PR #593, opened 2025-04-16
Feature/samimerila/optimization random stuff

Fuzzbender:
Optimising the amount of calculations needed; and limiting the changes so that only card specific files are updated if only card changes.

Additionally; before app launches --> automatically generate calculations.

Removed one `generate()` call from App, and changed the other one to be specific to the card that it is changing.
Also removed `generate()` from `ActionGuard` since that should be a simple check can/cannot do an operation; DH has failed if the calculations are not up-to-date when `ActionGuard` is invoked.

Had to add one `generate()` call to `transition` but I'd like to get rid of it in the near future. 
Also, the one in App needs to go; `generate()` should only be called based on data changes in DH (plus when app starts).


tools/data-handler/src/commands/calculate.ts
```diff
@@ -484,9 +500,18 @@ export class Calculate {
    * When card changes, update the card specific calculations.
    * @param changedCard Card that was changed.
    */
-  public async handleCardChanged(changedCard: Card) {
-    await this.generate(changedCard.key);
-    return { statusCode: 200 };
+  public async handleCardChanged(changedCard?: Card | string) {
```
CyberJML, line 503: Personally I like the idea of if(!changedCard) return; to make the code simpler, but same functionality

CyberJML (approved):

Fuzzbender:
This PR has been postponed to happen after https://github.com/CyberismoCom/cyberismo/pull/590 has been merged.

PR #262, opened 2022-05-23
feat: support Taglist component

### LINKED ISSUE #198: Support scalable (1.000 items +) multi-select component

As a form design I can model a component which can have `n` options, where the later form-user is able to select `m` (`0<=m<=n`) entries. 
The component is able to scope with significant options (e.g., 1.000 items)

Consider:
* Get options either via
  * Form Data (requires https://github.com/bpmn-io/form-js/issues/197)
  * External source / dynamically added via custom JS (see https://github.com/bpmn-io/form-js/issues/199)
* Scale as performance
* Scale as UX 
  * allow to view the 1.000items +
  * allow to filter
  * allow to type-ahead

n/a

__Additional context__

Raised as part of SUPPORT-12025 interaction

Skaiir:
Closes #198

Same as #255 : **Code can be reviewed despite draft**, I'm just keeping this like this so that it doesn't get merged because we're missing an icon.


package-lock.json
```diff
@@ -1016,244 +1016,6 @@
 				"to-fast-properties": "^2.0.0"
 			}
 		},
-		"@bpmn-io/snarkdown": {
```
pinussilvestrus, line 1019: Same as for the other component: https://github.com/bpmn-io/form-js/pull/255#issuecomment-1134578076

I think we can clean up this changes via `npm run reinstall`

packages/form-js-playground/karma.conf.js
```diff
@@ -48,7 +48,11 @@ module.exports = function(karma) {
         modules: [
           'node_modules',
           __dirname
-        ]
+        ],
+        alias: {
+          'react': 'preact/compat',
+          'react-dom': 'preact/compat'
+        }
```
pinussilvestrus, line 55: For what do we need this?

packages/form-js-playground/test/spec/Playground.spec.js
```diff
@@ -47,6 +47,7 @@ describe('playground', function() {
       approved: true,
       approvedBy: 'John Doe',
       product: 'camunda-cloud',
+      tags: ['tag1', 'tag2', 'tag3'],
```
pinussilvestrus, line 50:
```suggestion
      tags: [ 'tag1', 'tag2', 'tag3' ],
```

packages/form-js-viewer/assets/form-js.css
```diff
@@ -235,4 +235,95 @@
 
 .fjs-container .fjs-form-field-text a {
   color: var(--color-blue-205-100-45);
-}
\ No newline at end of file
+}
+
+.fjs-container .fjs-taglist {
```
pinussilvestrus, line 240: That could need a format (indentation looks broken)

packages/form-js-viewer/src/render/components/form-fields/Taglist.js
```diff
@@ -0,0 +1,158 @@
...
+      }
+      break;
+    }
+  };
+
+  return <div class={ formFieldClasses(type, errors) }>
+    <Label
+      label={ label }
+      id={ prefixId(id, formId) } />
+    <div class={ 'fjs-taglist' + (disabled ? ' disabled' : '') }>
```
pinussilvestrus, line 102: Could we use `classnames` here? I think a good practice would be to structure the classes like
```js
class={ classnames('fjs-taglist', { 'fjs-taglist-disabled': disabled }) }
```

packages/form-js-viewer/src/render/components/form-fields/Taglist.js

Instructions to follow »
Each record above is to be reproduced word for word.

Answer to this exercise »
PR #593, opened 2025-04-16
Feature/samimerila/optimization random stuff

Fuzzbender:
Optimising the amount of calculations needed; and limiting the changes so that only card specific files are updated if only card changes.

Additionally; before app launches --> automatically generate calculations.

Removed one `generate()` call from App, and changed the other one to be specific to the card that it is changing.
Also removed `generate()` from `ActionGuard` since that should be a simple check can/cannot do an operation; DH has failed if the calculations are not up-to-date when `ActionGuard` is invoked.

Had to add one `generate()` call to `transition` but I'd like to get rid of it in the near future. 
Also, the one in App needs to go; `generate()` should only be called based on data changes in DH (plus when app starts).


tools/data-handler/src/commands/calculate.ts
```diff
@@ -484,9 +500,18 @@ export class Calculate {
    * When card changes, update the card specific calculations.
    * @param changedCard Card that was changed.
    */
-  public async handleCardChanged(changedCard: Card) {
-    await this.generate(changedCard.key);
-    return { statusCode: 200 };
+  public async handleCardChanged(changedCard?: Card | string) {
```
CyberJML, line 503: Personally I like the idea of if(!changedCard) return; to make the code simpler, but same functionality

CyberJML (approved):

Fuzzbender:
This PR has been postponed to happen after https://github.com/CyberismoCom/cyberismo/pull/590 has been merged.

PR #262, opened 2022-05-23
feat: support Taglist component

### LINKED ISSUE #198: Support scalable (1.000 items +) multi-select component

As a form design I can model a component which can have `n` options, where the later form-user is able to select `m` (`0<=m<=n`) entries. 
The component is able to scope with significant options (e.g., 1.000 items)

Consider:
* Get options either via
  * Form Data (requires https://github.com/bpmn-io/form-js/issues/197)
  * External source / dynamically added via custom JS (see https://github.com/bpmn-io/form-js/issues/199)
* Scale as performance
* Scale as UX 
  * allow to view the 1.000items +
  * allow to filter
  * allow to type-ahead

n/a

__Additional context__

Raised as part of SUPPORT-12025 interaction

Skaiir:
Closes #198

Same as #255 : **Code can be reviewed despite draft**, I'm just keeping this like this so that it doesn't get merged because we're missing an icon.


package-lock.json
```diff
@@ -1016,244 +1016,6 @@
 				"to-fast-properties": "^2.0.0"
 			}
 		},
-		"@bpmn-io/snarkdown": {
```
pinussilvestrus, line 1019: Same as for the other component: https://github.com/bpmn-io/form-js/pull/255#issuecomment-1134578076

I think we can clean up this changes via `npm run reinstall`

packages/form-js-playground/karma.conf.js
```diff
@@ -48,7 +48,11 @@ module.exports = function(karma) {
         modules: [
           'node_modules',
           __dirname
-        ]
+        ],
+        alias: {
+          'react': 'preact/compat',
+          'react-dom': 'preact/compat'
+        }
```
pinussilvestrus, line 55: For what do we need this?

packages/form-js-playground/test/spec/Playground.spec.js
```diff
@@ -47,6 +47,7 @@ describe('playground', function() {
       approved: true,
       approvedBy: 'John Doe',
       product: 'camunda-cloud',
+      tags: ['tag1', 'tag2', 'tag3'],
```
pinussilvestrus, line 50:
```suggestion
      tags: [ 'tag1', 'tag2', 'tag3' ],
```

packages/form-js-viewer/assets/form-js.css
```diff
@@ -235,4 +235,95 @@
 
 .fjs-container .fjs-form-field-text a {
   color: var(--color-blue-205-100-45);
-}
\ No newline at end of file
+}
+
+.fjs-container .fjs-taglist {
```
pinussilvestrus, line 240: That could need a format (indentation looks broken)

packages/form-js-viewer/src/render/components/form-fields/Taglist.js
```diff
@@ -0,0 +1,158 @@
...
+      }
+      break;
+    }
+  };
+
+  return <div class={ formFieldClasses(type, errors) }>
+    <Label
+      label={ label }
+      id={ prefixId(id, formId) } />
+    <div class={ 'fjs-taglist' + (disabled ? ' disabled' : '') }>
```
pinussilvestrus, line 102: Could we use `classnames` here? I think a good practice would be to structure the classes like
```js
class={ classnames('fjs-taglist', { 'fjs-taglist-disabled': disabled }) }
```

packages/form-js-viewer/src/render/components/form-fields/Taglist.js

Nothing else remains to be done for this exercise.